PR #2868, opened 2016-07-26
Fix for incorrect tag variable name in modeladmin

adriaant:
modeladmin's result_row_value.html template refers to item_closing_tag, but that should be closing_tag.


gasman:
Looks good - thanks!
------------------------
_PROBLEM DESCRIPTION_
Search the data for the word "modeladmin" and copy each line where it appears.

_RESPONSE BELOW_
Fix for incorrect tag variable name in modeladmin
modeladmin's result_row_value.html template refers to item_closing_tag, but that should be closing_tag.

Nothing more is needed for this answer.